Authors: Susan Napier
She sighed with a strange contentment. ‘Steve said the three of you don’t get together very often any more,’ she said, unlocking the front door. A lot of Oyster Beach people didn’t bother to lock their doors, at least in the off-season, she had been told, but Kate’s cautionary habits were too deeply ingrained.
‘No, but when we do it’s always as if we only saw each other yesterday. The group dynamics are such we can just pick up where we left off. Some friendships are like that.’
‘That’s what we do, too, isn’t it? Pick up where we left off,’ she said, turning in the doorway. But not any more, she thought wistfully.
‘Aren’t you going to ask me in?’ he suggested softly as she switched on the light and blinked at him like an owl, her silver eyes still hazed with dreams. ‘Offer me a nightcap?’

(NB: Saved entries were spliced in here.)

PR #6924, opened 2023-12-02
scratchr2: resize profile rows after dynamic enable/disable

### LINKED ISSUE #6379: Loading a profile page with `scratchr2` on and then dynamically disabling it cuts off studio rows
### Description

When Scratch 2.0 → 3.0 is enabled and you open a profile page and then dynamically disable the addon, the content on the "Studios I Curate" and "Studios I'm Following" rows get cut off.

Also, if you open a profile page with Scratch 2.0 → 3.0 disabled and then dynamically enable it, extra padding is added between the scroll bar and the content, so it seems that entire area doesn't take Dynamic Enable or Dynamic Disable into account like everything else.

I found that element.style.height on an element with the class name `box-content slider-carousel horizontal sliderCarousel` is what causes this to happen. To fix this, the height should be updated on the fly.

### Steps to reproduce

1. Enable `scratchr2`.
2. Open a profile page.
3. Dynamically disable `scratchr2`. The content on the "Studios I Curate" rows are cut off.
4. Reload the profile page.
5. Dynamically enable `scratchr2`. There's an unnatural padding below the content, pushing the scroll bar lower than it should be.

Scratch studio rows cut off

### Environment

Browser: Edge 114
Scratch Addons version: 1.34.0-pre (https://github.com/ScratchAddons/ScratchAddons/commit/ba107cdf6fcc8518d857d979f8d81ca5a9303978)
Operating system: Windows 11

mxmou:
Resolves #6379

### Changes

Resizes rows on the profile page when Scratch 2.0 → 3.0 is enabled or disabled.

### Tests

Tested on Edge and Firefox.


WorldLanguages (approved):
Tested in Chromium.
Sorry for the wait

‘I don’t have any alcohol in the house,’ she said, hypnotised by his slow smile.
‘A coffee, then.’ He reached out and stroked her hair behind her ear, his thumb briefly brushing the lobe. ‘Isn’t that the way the two of us usually end a night out?’
No. They usually ended it in bed, making love. Her eyes dilated with betraying speed, her pink lips parting, her breasts rising and falling against the white cotton shirt.

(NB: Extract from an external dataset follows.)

PR #8418, opened 2025-07-02
invite-recent-users

VIGARPAST-777-2:
## Add "Invite Recent Users" Addon

**Addon ID:** `invite-recent-users`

‘Coffee keeps me awake,’ she croaked.
‘That’s good. Awake is good,’ he murmured, slowly lowering his head, his thighs bumping against hers as he shuffled her back against the wooden panels of the open door. ‘I wouldn’t like you to be asleep when I did this…’

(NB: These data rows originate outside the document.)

PR #8424, opened 2025-07-05
copy-reporter: new Blockly

mxmou:
### Changes

Makes "copy reporter values" work with modern Blockly.

### Tests


Samq64:
When changing Scratch's color mode the report value is duplicated:
image

Samq64 (approved):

His kiss was warm, soft, sweet and sensuous…a delicate tasting of her resistance, with no aggression to trigger her alarm, just a gentle teasing of her lips, a whisper-soft stroke of his firm, velvety mouth.
It was so sweet and so soft it left her wanting, and as he began to draw back her arms slid around his waist and folded across his strong back, holding him secure while she went on tiptoe to try and increase the pressure against her yearning mouth.
He didn’t make the mistake of swooping inside with his tongue, instead he withheld himself, luring her to seek her own pleasure and move ever deeper into danger.
His legs shifted, his knee bending as his denim thigh eased between hers, rising up to fit snugly into the notch of her body, his hands on her hips tilting her pelvis into the cradle of his and then stroking around to trace the outline of her panties through the thin fabric of her silk trousers. When he began to softly knead the rounded cheeks of her bottom, moving her rhythmically against the rigid muscles of his thigh, she uttered a tiny, shivery cry that broke on the still night.
‘Ask me inside…take me to your bed,’ he whispered, sipping the cry from her bee-stung lips. A clever glide of his fingers slipped a few of the pearl buttons on her shirt and she felt the delicate swirl of his fingertips on the silky swell of her tightening breast. ‘You know you want to, Kate. You won’t even have to ask, you just have to want me…I’m yours for the taking…all of me is yours…’He moved his hips in a slow rotation that rubbed the thick bulge between his legs against her feminine mound, teasing her with the memory of the turbulent ecstasy his heat and hardness could provide.
For a moment they both thought the faint squeak was her whimper of surrender, but then Kate groaned and turned her cheek to the door, her arms dropping away. She could feel Drake’s rigid body drawn so tight it was trembling, then he uttered a harsh sound and let his forehead rap on the door behind her averted head, leaning it there while he said thickly:
‘I can’t take much more of this. I thought we were lovers, Kate. What’s happening? Why can’t we make love?’ He lifted his head, temper seeking a safer outlet. ‘And what the hell is that infernal noise?’
Now the enchanted spell was well and truly broken. ‘A rat, I think,’ she said. ‘I told you about it, remember.’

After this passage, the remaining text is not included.